* **WHAT IS NEEDED**
A single figure is wanted: the count of lines below containing the string "sagas".

* **EXCERPTED RECORDS**
=======

Issue #492, opened 2019-07-29
Window dimensions not saved on "resize" event (only "move")


danielweck:
https://github.com/readium/readium-desktop/blob/bc3f1337bf50c857bf7a0a48f57e1c076056a697/src/main.ts#L210-L213

danielweck:
Related issue: https://github.com/readium/readium-desktop/issues/493

Issue #494, opened 2019-07-29
When detaching reader window with unchanged dimensions / position, library view restored "behind" without obvious visual feedback


danielweck:
... when the reader window dimensions or position is changed, then the library view is restored with the original saved dimensions, so it is usually visible (unless the reader window is larger / overlaps the library view)

So, how could we ensure better visual feedback for this feature?

danielweck:
Re-opening, as the problem persists.

Scarsniik:
Does someone has an idea to do that ? I really have no idea

panaC:
i believe that is fixed

Scarsniik:
Is this issue fixed ? @danielweck

danielweck:
I disagree about closing the issue, but I totally agree about not rushing to a design "fix", but instead think more carefully about the "window management" UX (comparing it with established reading systems on desktop platforms, like MacOS Books.app)

danielweck:
"meta issue" (more general UX discussion):  https://github.com/readium/readium-desktop/issues/271

danielweck:
bug triage: obsolete.

PR #524, opened 2019-08-05
WIP windows position

### LINKED ISSUE #493: Window dimensions for library and reader views are initially the same, but reader view dimension changes are ignored
References:

https://github.com/readium/readium-desktop/blob/bc3f1337bf50c857bf7a0a48f57e1c076056a697/src/main.ts#L88-L91

https://github.com/readium/readium-desktop/blob/bc3f1337bf50c857bf7a0a48f57e1c076056a697/src/main/redux/sagas/reader.ts#L57-L60

The above is okay, but only the library view handles changes in dimensions:

https://github.com/readium/readium-desktop/blob/bc3f1337bf50c857bf7a0a48f57e1c076056a697/src/main.ts#L210-L213

panaC:
- saved windows rectangle into db
 - open new reader windows detached in quincunx

fixes #493 #494 #492

### DIFF
--- a/package.json
+++ b/package.json
@@ -23,7 +23,7 @@
     "start:dev:renderer-reader": "concurrently --kill-others \"npm run start:dev:renderer\" \"npm run start:dev:reader\"",
     "start:dev:renderer": "webpack-dev-server --config webpack.config.renderer.js",
     "start:dev:reader": "webpack-dev-server --config webpack.config.reader.js",
-    "start:dev:main:electron": "cross-env DEBUG=r2:*,readium-desktop:* NODE_ENV=development electron .",
+    "start:dev:main:electron": "cross-env DEBUG=readium-desktop:main:redux:sagas:reader,readium-desktop:common:rectangle NODE_ENV=development electron .",
     "start:dev:main": "npm run build:dev:main && npm run start:dev:main:electron",
     "start:devex": "cross-env WEBPACK=bundle-external npm run start:dev",
     "start:dev": "cross-env DEBUG_COLORS=true concurrently --kill-others \"npm run start:dev:renderer\" \"npm run start:dev:reader\" \"npm run start:dev:main\"",
--- a/package.json
+++ b/package.json
@@ -23,7 +23,7 @@
     "start:dev:renderer-reader": "concurrently --kill-others \"npm run start:dev:renderer\" \"npm run start:dev:reader\"",
     "start:dev:renderer": "webpack-dev-server --config webpack.config.renderer.js",
     "start:dev:reader": "webpack-dev-server --config webpack.config.reader.js",
-    "start:dev:main:electron": "cross-env DEBUG=readium-desktop:main:redux:sagas:reader,readium-desktop:common:rectangle NODE_ENV=development electron .",
+    "start:dev:main:electron": "cross-env DEBUG=r2:*,readium-desktop:* NODE_ENV=development electron .",
     "start:dev:main": "npm run build:dev:main && npm run start:dev:main:electron",
     "start:devex": "cross-env WEBPACK=bundle-external npm run start:dev",
     "start:dev": "cross-env DEBUG_COLORS=true concurrently --kill-others \"npm run start:dev:renderer\" \"npm run start:dev:reader\" \"npm run start:dev:main\"",
--- a/src/common/rectangle/window.ts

=======

* **SOLUTION**
3